● **Problem description**
Write all of the lines below out again, exactly as they stand.
----- Information shown -----
PR #2647, opened 2019-04-02
Ensure that stack resizing logic works expected

onderkalaci:
This commit has two goals:

(a) Ensure to access both edges of the allocated stack since it might depend on architecture
(b) Ensure that any compiler optimizations to prevent the function optimized away.

Stack size after the patch:
```
 sudo grep -A 1 stack /proc/2119/smaps
7ffe305a6000-7ffe307a9000 rw-p 00000000 00:00 0                          [stack]
Size:               2060 kB
```
Stack size before the patch:
```
 sudo grep -A 1 stack /proc/3610/smaps
7fff09957000-7fff09978000 rw-p 00000000 00:00 0                          [stack]
Size:                132 kB
```
DESCRIPTION: Fixes a bug that prevents stack size to be adjusted

### DIFF
--- a/src/backend/distributed/shared_library_init.c
+++ b/src/backend/distributed/shared_library_init.c
@@ -52,6 +52,7 @@
 #include "distributed/worker_manager.h"
 #include "distributed/worker_protocol.h"
 #include "distributed/worker_shard_visibility.h"
+#include "port/atomics.h"
 #include "postmaster/postmaster.h"
 #include "optimizer/planner.h"
 #include "optimizer/paths.h"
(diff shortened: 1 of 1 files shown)


onderkalaci:
Documentation for [pg_memory_barrier()](https://github.com/postgres/postgres/blob/master/src/backend/storage/lmgr/README.barrier) if anyone interested.

onderkalaci:
> Tested with my HLL crash reproducer and confirmed this fixes the issue.

Just for future reference: @byucesoy was able to crash Postgres on the Citus master branch with -O2 optimizations enabled. And, on this branch, the crash was not reproduced.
-----
● **Solution**
PR #2647, opened 2019-04-02
Ensure that stack resizing logic works expected

onderkalaci:
This commit has two goals:

(a) Ensure to access both edges of the allocated stack since it might depend on architecture
(b) Ensure that any compiler optimizations to prevent the function optimized away.

Stack size after the patch:
```
 sudo grep -A 1 stack /proc/2119/smaps
7ffe305a6000-7ffe307a9000 rw-p 00000000 00:00 0                          [stack]
Size:               2060 kB
```
Stack size before the patch:
```
 sudo grep -A 1 stack /proc/3610/smaps
7fff09957000-7fff09978000 rw-p 00000000 00:00 0                          [stack]
Size:                132 kB
```
DESCRIPTION: Fixes a bug that prevents stack size to be adjusted

### DIFF
--- a/src/backend/distributed/shared_library_init.c
+++ b/src/backend/distributed/shared_library_init.c
@@ -52,6 +52,7 @@
 #include "distributed/worker_manager.h"
 #include "distributed/worker_protocol.h"
 #include "distributed/worker_shard_visibility.h"
+#include "port/atomics.h"
 #include "postmaster/postmaster.h"
 #include "optimizer/planner.h"
 #include "optimizer/paths.h"
(diff shortened: 1 of 1 files shown)


onderkalaci:
Documentation for [pg_memory_barrier()](https://github.com/postgres/postgres/blob/master/src/backend/storage/lmgr/README.barrier) if anyone interested.

onderkalaci:
> Tested with my HLL crash reproducer and confirmed this fixes the issue.

Just for future reference: @byucesoy was able to crash Postgres on the Citus master branch with -O2 optimizations enabled. And, on this branch, the crash was not reproduced.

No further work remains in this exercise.